AI Article Synopsis

  • The study focused on measuring adherence to protease inhibitor-containing antiretroviral therapy, which is crucial for effective treatment but challenging to assess.
  • Multiple methods for measuring adherence were employed, including electronic monitoring (MEMS caps), drug level analysis, self-reports, and interviews.
  • Results showed that many patients struggled with maintaining adherence, with only 43% following dietary restrictions and correlations found between MEMS data and self-reports or monitoring by clinical specialists.

Article Abstract

Background: Adherence to protease inhibitor-containing antiretroviral therapy is crucial, but difficult to measure.

Objective: To compare and combine various methods of measuring adherence to the strict protease inhibitor-containing regimens.

Methods: The following methods were used: medication event monitoring system (MEMS) caps (electronic monitoring), therapeutic drug monitoring, pill count, pharmacy refill data, questionnaires, diaries (for registration of food patterns and special events related to the use of MEMS), adherence assessment by the physician and clinical nurse specialist, and in-depth interviews. In addition, ultrasensitive viral load and resistance testing was performed.
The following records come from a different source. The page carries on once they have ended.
PR #9255, opened 2026-08-29
fix(messaging, ios): complete non-FCM notifications

OskarEichler:
## What changed

- Invoke the iOS background-fetch completion handler with `UIBackgroundFetchResultNoData` when the AppDelegate donor receives a non-FCM remote notification.
- Add a direct native regression through the iOS test bridge.

## Behavioral impact

- Non-FCM APNs deliveries no longer leave Apple's fetch completion contract unsettled when RNFB supplied the AppDelegate implementation.
- FCM foreground/background handling, emitted events, public APIs, and types are unchanged. There are no breaking changes.

## Why

RNFB's donor method is installed when the application delegate does not implement `application:didReceiveRemoteNotification:fetchCompletionHandler:`. The method completed every FCM path but returned without invoking the callback when `gcm.message_id` was absent, despite then owning the system completion contract.

## Verification

- Exact baseline native regression returned `false` because the callback was not invoked.
- Fixed iOS App + Messaging E2E: 70 passing, 23 pending.
- Android App + Messaging E2E: 86 passing, 7 pending.
- LLVM coverage executes the new production fallback branch.
- iOS build and native formatting pass.
- JS lint, dependency-cruiser, both TypeScript compiles, API-reference generation, type-parity comparison, and `git diff --check` pass.


mikehardy (approved):
Hey @OskarEichler 👋

Cheers

mikehardy:
Holding this one for a small follow-up before merge.

The product fix (complete non-FCM remote notifications on iOS) looks good, but the probe lives in RNFBTestingCoverageModule / the coverage native module. Same pattern as the other messaging PRs we parked: that module is for coverage plumbing, not feature unit probes.

We'll move the unit test to a proper spot (messaging-owned native/unit test surface, not the coverage module) and then bring this back for merge.

mikehardy:
I've done what I want to do here (unless I need to fix some CI fail/nit) - asked for internal review since I've hijacked a small product fix to "grow" a new test capability.

russellwheatley (approved):

PR #443, opened 2019-11-20
Support passing POST data to start a region search

heralden:
Pass POST params and body from bluegenes' backend to its SPA, and make it open the region search page and show the results if region data is supplied. This is to support region search queries from external pages.

To test, use an HTML like below, with bluegenes running locally.

```
<html>
  <body>
    <form action="http://localhost:5000" name="list" method="post">
			<input type="hidden" name="features" value="Allele,CDS"/>
			<input type="hidden" name="regions" value="2L:14615455..14619002
2R:5866646..5868384
3R:2578486..2580016"/>
			<input type="submit" value="Submit"/>
		</form>
  </body>
</html>
```

### DIFF
--- a/project.clj
+++ b/project.clj
@@ -117,7 +117,7 @@
   :profiles {:dev {:dependencies [[binaryage/devtools "0.9.10"]
                                   [day8.re-frame/re-frame-10x "0.4.4"]
                                   [figwheel-sidecar "0.5.19"]
-                                  [cider/piggieback "0.4.1"]]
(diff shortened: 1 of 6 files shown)


yochannah:
@foreveremain - with this endpoint you should be able to pop straight from Jalview into an InterMine - does it look like it would work for you? (we still need the taxon id endpoint for the registry though). 

We can (I think) deploy to a staging server if you want to give it a test in real life.

PR #444, opened 2019-11-27
Mymine folder hierarchy

### LINKED ISSUE #377: Use InterMine List tags to enable folders in bluegenes
tags such as `foldername/subfoldername` should work to enable folders in bluegenes without requiring any further infrastructure. 

Some notes: 
- make sure not to break existing tags in any way. 
- not all intermines will return tags or allow us to set tags correctly. Make sure to test with 1.8.x intermines and see that things still work (in some reasonable way).

heralden:
Depends on https://github.com/intermine/imcljs/pull/42. (Remember to update imcljs dependency before merging this PR.)

Once this is ready, resolves #377.

I will pick this up again once I've received some feedback on how to implement the remaining tasks, and blocking issues are completed.

- [x] Implement save changes with intermine; (see events.cljs:117) **requires** https://github.com/intermine/intermine/issues/2147
- [x] ~~Make sure to test with 1.8.x intermines and see that things still work (in some reasonable way)~~ *Not necessary since we will have to disable this for mines older than when https://github.com/intermine/intermine/issues/2147 is fixed (or first BlueGenes-only release)*
- [x] ~~Record which folders are expanded/collapsed in mymine page into appdb so it will be retained when returning to the page~~ *This is tricky to implement well when the backend doesn't record folders, so we have no way to give consistent unique IDs to folders.*
- [x] Support renaming existing folders in the organize modal (*a rename button beside the folder name could be sufficient?*)
- [x] Support deleting existing folders in the organize modal (*how about creating a "trash node" which you can drag it into, and it will only delete if empty?*) ~~(*folders that have no list children won't get saved, so maybe adding a short message describing this is enough?*)~~
- [x] Show alert when saving changes in organize modal that {{folders}} have no lists in them and therefore won't be saved (*see last note in item above*)
- [x] Go through any remaining TODO comments in code
- [x] Handle error in OrganizeConfirm modal (it should reopen the Organize modal so the error is visible)
- [x] ~~Only enable organize modal (otherwise hide button) if `:enable-unstable-organize` is true in environment~~ The tag manager has been fixed, although we will need to put a version cap (Intermine major version < 5 will have it disabled)
- [x] ~~Touch support *or perhaps hide the button for small screens, since file managers are tough on touch devices*~~ Touch support will be added later with #469

As a potentially useful reference, here's the commit removing folder/directory code from the older mymine infrastructure: https://github.com/intermine/bluegenes/commit/f8f8ee7913113cefc511261dc4231db5a347b82b.


heralden:
This PR is ready for review, although there are a few things that are blocking before we can merge it.

- imcljs PR should get merged and dependency updated
- Discuss the last two items in the TODO list above
- Whether we should wait until we have an InterMine development CI in-place

less/components/organize.less
```diff
@@ -0,0 +1,189 @@
...
+    }
+
+    .node-container {
+        display: flex;
+        flex-direction: column;
+        position: relative;
+
+        &.node-fake .node {
+            opacity: 0.65;
+            border: 2px dashed #788896;
```
yochannah: can we refactor the common border styles to be a re-usable mixin? e.g. maybe 
```css
.node-border {
border: 2px dashed #788896;
} 
```

and then include `.node-border;` inside your css rulesets, or alternatively (can't remember if this works)

```css
@node-border: 2px dashed #788896;
 &.node-fake .node {
border: @node-border;
}
```

less/components/organize.less
```diff
@@ -0,0 +1,189 @@
...
+            margin: 0;
+        }
+
+        .icon.symbol-icon {
+            margin-right: 12px;
+        }
+
+        .text {
+            font-size: 1.2em;
+            margin-right: 6px;
```
yochannah: try to use `@spacer` for margins and padding where possible, to keep things uniform / easier to tweak centrally. It's not always practical (borders, 1 or 2px often makes more sense).

less/components/organize.less
```diff
@@ -0,0 +1,189 @@
...
+    .form-control {
+        border-radius: 2px;
+        border-width: 2px;
+    }
+
+    p.error {
+        margin-top: @spacer/2;
+        color: #a94442;
+    }
+}
```
yochannah, line 192: I'm not sure where this popped in, but we have a horizontal scrollbar on all window widths I've tried. This needs to be fixed before merge (happy to help with this if it's being a pain to find! I find CSS relaxing).

src/cljs/bluegenes/pages/mymine/views/modals.cljs
```diff
@@ -327,7 +326,7 @@
                               :type "text"
                               :on-key-up (fn [evt]
                                            (case (oget evt :keyCode)
-                                             13 (do ; Detect "Return
+                                             13 (do ; Detect "Return"
```
yochannah: is there any way to refactor the detect return blocks? I'm guessing it might be impractical for some reason 😆

src/cljs/bluegenes/pages/mymine/views/modals.cljs
```diff
@@ -382,6 +381,61 @@
                                :on-click (fn [] (dispatch [::evts/rename-list name (ocall @input-dom-node :val)]))}
                               "OK"]]]]]])})))
 
+(defn modal-organize []
```
yochannah, line 421: This is _very_ big - can we break it up into 2 or 3 sub components?

less/components/organize.less
heralden: Good idea. I went with the second one (and tested that it works).

yochannah (commented):
Couple more inline comments to be addressed, but the functionality is _great!!_ 

- [x] tried making a folder with a list in it. 
- [x] nested folders
- [x] tried to make a folder with no name - didn't work, gave a good error
- [x] dragged a populated folder into another populated folder. worked as expected. 
- [x] renamed a list
- [x] adding folder works with enter key as well as via mouse
- [x] tried to create and empty folder and got told off in a sensible way.

heralden:
@yochannah I committed fixes for the remaining things you mentioned.

yochannah (approved):
looking great 🚀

Results: Twenty-eight patients were included; data could be evaluated in 26. According to MEMS data, 25% of the patients took fewer than 95% of all doses, and two thirds of the patients took fewer than 95% of the doses on time. Only 43% of the patients showed good adherence with food restrictions. Methods that showed significant correlations with MEMS results were patients' self-reported adherence; therapeutic drug monitoring, indicating plasma levels outside predefined ranges; and estimation of adherence by a clinical nurse specialist, especially by in-depth interview.

Conclusion: Diary-corrected MEMS data gave a detailed insight into patients' adherence patterns. Patients' self-report and therapeutic drug monitoring were significantly correlated with the MEMS data, and the clinical nurse specialist may also play a role in identifying patients who are imperfectly adherent.